This is a follow up of Question 163246. For the reader's convenience, let me first copy&paste some basic definitions.

We let a semimetric on a set $X$ be a function $d: X \times X \to [0,\infty]$ such that $d(x,x) = 0$ and $d(x,z) \le d(x,y) + d(y,z)$ for all $x,y,z \in X$. Exactly as with "classical" metrics, $d$ induces a topology on $X$, which we call the canonical topology of $d$, having as a base the sets $\{y \in X: d(x,y) < r\}$ as $x$ ranges over $X$ and $r$ over $\mathbf R^+$.

Next, we take a topological monoid to be, as usual, a pair $(\mathbb M, \tau)$ consisting of a (multiplicatively written) monoid $\mathbb M = (M, \cdot)$ and a topology $\tau$ on $M$ such that $\cdot$ is continuous [...] in the expected sense.

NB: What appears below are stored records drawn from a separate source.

Issue #3585, opened 2024-09-06
Resolving references to CTE Columns fails


simonklee:
### Version

1.27.0

### What happened?

Resolving references to multiple CTE's with arguments fails.

This is a duplicate of #3219, but 3219 has been closed even thought the issue still persists and the relevant PR is not merged.

PR to fix this issue: https://github.com/sqlc-dev/sqlc/pull/3220

### Relevant log output

```shell
sqlc generate failed.
# package 
query.sql:5:28: table alias "t1_ids" does not exist
```

### Database schema

```sql
CREATE TABLE t1
(
    id SERIAL NOT NULL PRIMARY KEY
);
```

### SQL queries

```sql
-- name: CTERef :one
2
WITH t1_ids AS (
3
    SELECT id FROM t1
4
)
5
SELECT * FROM t1_ids WHERE t1_ids.id = sqlc.arg('id');
```

### Configuration

```yaml
{
2
  "version": "2",
3
  "sql": [{
4
    "schema": "schema.sql",
5
    "queries": "query.sql",
6
    "engine": "postgresql",
7
    "gen": {
8
      "go": {
9
        "out": "db"
10
      }
11
    }
12
  }]
13
}
14
​
```

### Playground URL

https://play.sqlc.dev/p/9048b486f822c300301650867612e42bef8f8d512dfd12d84ad3a4cd210f4ef7

### What operating system are you using?

Linux

### What database engines are you using?

PostgreSQL

### What type of code are you generating?

Go

michaelgrijalva-resim:
If anyone else runs into this issue and lands on this page, I found it usually works if you explicitly annotate the appropriate type on the sqlc argument:

```sql
-- name: CTERef :one
WITH t1_ids AS (
    SELECT id FROM t1
)
SELECT * FROM t1_ids WHERE t1_ids.id = sqlc.arg('id')::uuid;
--                                                   ^^^^^^
```

This makes sqlc happy for now, until the above fix is merged.

mem:
I have a similar issue, but the workaround suggested in this case does not work.

https://play.sqlc.dev/p/3df2d3f54eff7ef74e32ffca38be69ddd9a3dc7058cbe7ae9274007e05909236

The SQL in the link is silly, as I have reduced the case as much as possible.

The actual query is trying to retrieve a single record with some conditions and insert a modified version of the same record using input provided by the user.

ednmechrock:
[...]

PR #4586, opened 2026-08-27
Fix parameter inference for aliased CTE columns

riordanpawley:
## Summary

Parameter inference indexed catalog tables but skipped common-table expressions. As a result, a bind parameter compared with an aliased CTE column failed compilation with `column "activity_at" does not exist`, even though output-column analysis had already resolved the CTE.

This change indexes the resolved CTE columns in the same parameter-inference map used for catalog tables. The end-to-end fixture is the minimal reproduction: one base column renamed in a CTE and referenced beside `$1` in an aggregate `FILTER`.

## User-facing changes

sqlc now infers parameters compared with aliased CTE columns instead of rejecting the query as an unknown column.

Existing CTE update parameters now use their resolved non-null column types instead of nullable fallback wrappers; the corresponding golden output is updated.

## Validation

- Confirmed the fixture fails on unmodified `main` with `column "activity_at" does not exist`.
- `go test ./internal/endtoend -run 'TestReplay/base/cte_filter_alias' -count=1`
- `go test ./internal/compiler ./internal/endtoend -run 'TestReplay/base/cte_filter_alias' -count=1`
- Regenerated the existing `cte_update` fixture to record its newly inferred non-null parameter types.

## Risk

Low. The new indexing path runs only when a range variable resolves as a CTE rather than a catalog table. It carries the CTE's already-resolved names and types into existing parameter inference. Callers generated from affected CTE updates may move from nullable wrappers to scalar parameters when the source columns are non-null.


riordanpawley:
Closing as a duplicate. #4430 already fixes CTE-column lookup in parameter inference and tracks the ambiguity concern with sharing the regular-table type map; #3585 is the existing issue. I should have found those before opening this PR.

PR #4587, opened 2026-08-27
Upgrade to oliphant 0.2.0 and wire up sqlc fmt for PostgreSQL

kyleconroy:
Upgrades oliphant from v0.1.0 to v0.2.0 and turns on `sqlc fmt` for the `postgresql` engine.

## What's in oliphant 0.2.0

The release adds `parser.ParseFile`, which returns the parse tree together with the comment tokens the scanner already produces — from the same pass the parse makes over the input. That is exactly the contract `sqlc fmt` requires from an engine: statements and comments in one lexer pass, positioned in the same byte offsets the tree's location fields carry.

## Changes

- **`internal/engine/postgresql/parse.go`**: the PostgreSQL parser now implements `ParseFile(io.Reader) (*ast.File, error)`, mirroring the SQLite engine's meyer-based template. oliphant's comment tokens become `ast.Comment` values (text, byte offsets, own-line flag), and the existing statement-span conventions — leading comments covered, pre-PG18 location semantics — are untouched. `Parse` now delegates to `ParseFile`.
- **`internal/cmd/fmt.go`**: `newQueryFormatter` returns the PostgreSQL parser for `postgresql` configs. The engine already implemented `format.Dialect`, so `ParseFile` was the only missing piece.
- **Fingerprint belt**: PostgreSQL brings a proof the other engines cannot offer — oliphant's pg_query-compatible fingerprint. fmt now recognizes an optional `fingerprinter` interface: where an engine implements `Fingerprint`, a formatted statement is only accepted when its fingerprint matches the original's, and falls back to the text as written otherwise. This sits on top of the existing reparse / comment-multiset / fixed-point checks and makes the documented "proven to survive formatting unchanged" contract literal for PostgreSQL.
- **Test data**: the `fmt/postgresql` end-to-end case drops its "does not yet support the postgresql engine" `stderr.txt`; `stdout.txt` now commits the real `fmt --diff` golden output. Trailing and interior comments stay anchored (`-- the primary lookup` stays on the `LIMIT 1;` line, `-- the primary key` stays with its select-list item), and the deliberately long one-line `SearchAuthors` stays on one line, gofmt-style.

## Testing

- `TestReplay/base/fmt/{postgresql,mysql,sqlite}` pass.
- `TestFormat` passes — it round-trips every PostgreSQL testdata case through the printer and compares pg_query fingerprints.
- Full `go test --tags=examples -timeout 20m ./...` passes against live PostgreSQL and MySQL.

https://claude.ai/code/session_01K8CZxjsrAjJsvGfZNrR7Gd

---
_Generated by [Claude Code](https://claude.ai/code/session_01K8CZxjsrAjJsvGfZNrR7Gd)_

### DIFF
--- a/go.mod
+++ b/go.mod
@@ -22,7 +22,7 @@ require (
 	github.com/sqlc-dev/doubleclick v1.0.0
 	github.com/sqlc-dev/marino v0.3.0
 	github.com/sqlc-dev/meyer v0.1.2
-	github.com/sqlc-dev/oliphant v0.1.0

Finally, if $\mathbb M = (M, \cdot)$ is a monoid and $d$ is a semimetric on $M$, we say that $d$ is: right $\mathbb M$-subinvariant if $d(xz,yz) \le d(x,y)$ for all $x,y,z \in M$; left $\mathbb M$-subinvariant if it is right $\mathbb M^{\rm op}$-subinvariant, where $\mathbb M^{\rm op}$ is the dual of $\mathbb M$; and $\mathbb M$-subinvariant if it is both right and left $\mathbb M$-subinvariant.

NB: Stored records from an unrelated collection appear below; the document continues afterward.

PR #746, opened 2026-07-07
OPT-1053 Preserve active waveform cache successors

PORTALSURFER:
## Scope

- Preserve the latest waveform-cache store job submitted for a cache path that already has an active write.
- Split queue diagnostics/outcomes so queued replacement and active-write deferral are distinguishable.
- Add focused regression coverage for stale active writes followed by retained fresh successors.

## Definition of Done

- Fresh cache writes submitted while an older write for the same cache path is active are retained as bounded latest successors.
- A stale active write can abort without losing the newest retained replacement.
- Duplicate queued writes still coalesce to the latest queued job.
- Queue drain accounting includes active successors.

## Validation commands

- `cargo test -p wavecrate store_queue_behavior -- --test-threads=1`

With that said, let $(\mathbb M, \tau)$ be a first-countable topological monoid, with $\mathbb M = (M, \cdot)$. It has been already observed in the other thread that $\tau$ does not need be the canonical topology of a left or right subinvariant semimetric. However, both of the answers there (my feeling is that Chris Schommer-Pries' construction can be made to work for a suitable topology, even if for the moment I don't know how) do "critically" rely on the fact that $\mathbb M$ has an absorbing element.

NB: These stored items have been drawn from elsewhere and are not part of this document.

PR #780, opened 2026-07-11
OPT-1102 Own ANN loader backing with loaded indexes

PORTALSURFER:
## Scope

- Replace the permanent `Box::leak(HnswIo)` disk-load path with explicit loaded-index ownership.
- Keep each loader at a stable boxed address for any mmap-backed point borrows.
- Encapsulate the HNSW lifetime extension inside a non-extractable owner that drops the graph before its loader.
- Preserve the existing built-index path, search behavior, mutations, and disk format.
- Add repeated load/drop and eight-way racing cache-population backing-lifetime tests.

## Definition of Done

- Every successful disk load owns exactly one loader backing allocation.
- Dropping a loaded state releases that backing.
- Racing loads release all losing states and retain at most the selected winner.
- ANN search, update, container, and legacy migration behavior remains unchanged.

## Validation commands

- `cargo check -p wavecrate-analysis --all-targets`
- `cargo test -p wavecrate-analysis loader_backing -j1`
- `cargo test -p wavecrate-analysis ann_index -j1`
- `cargo test -p wavecrate-analysis -j1`

## Known limitations

The HNSW dependency exposes a lifetime tied to `HnswIo` for optional mmap data but no owning loaded type. This PR contains one documented unsafe lifetime extension inside `LoadedAnnHnsw`; its stable boxed loader and explicit graph-before-loader drop order are the enforced safety invariant.

Closes OPT-1102

### DIFF
--- a/crates/wavecrate-analysis/src/analysis/ann_index/build.rs
+++ b/crates/wavecrate-analysis/src/analysis/ann_index/build.rs
@@ -1,12 +1,12 @@
 use super::container;
 use super::state::{
-    AnnIndexMetaRow, AnnIndexParams, AnnIndexState, build_id_lookup, default_params,
+    AnnHnsw, AnnIndexMetaRow, AnnIndexParams, AnnIndexState, LoadedAnnHnsw, build_id_lookup,
+    default_params,
 };
 use super::storage::{
     default_index_path, hnsw_dump_paths, legacy_id_map_path_for, load_legacy_id_map, read_meta,
 };
 use crate::analysis::decode_f32_le_blob;
-use hnsw_rs::hnswio::HnswIo;
 use hnsw_rs::prelude::*;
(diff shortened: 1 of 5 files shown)


PORTALSURFER:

Based on the above, we then say that $\mathbb M$ is resilient if there doesn't exist any non-trivial submonoid $S$ of $\mathbb M$ [...] with an absorbing element (in particular, this means that the only idempotent element of $\mathbb M$ is the identity). Then here is my question:

Q. If $\mathbb M$ is resilient, is it possible for $\tau$ to be the canonical topology of a left (respectively, right) $\mathbb M$-subinvariant semimetric?

I don't think so (which means, in particular, that I don't have a counterexample), but it's well possible that I'm missing something trivial (it wouldn't be a novelty...). So thanks in advance for any comment, hint, pointer, or whatever.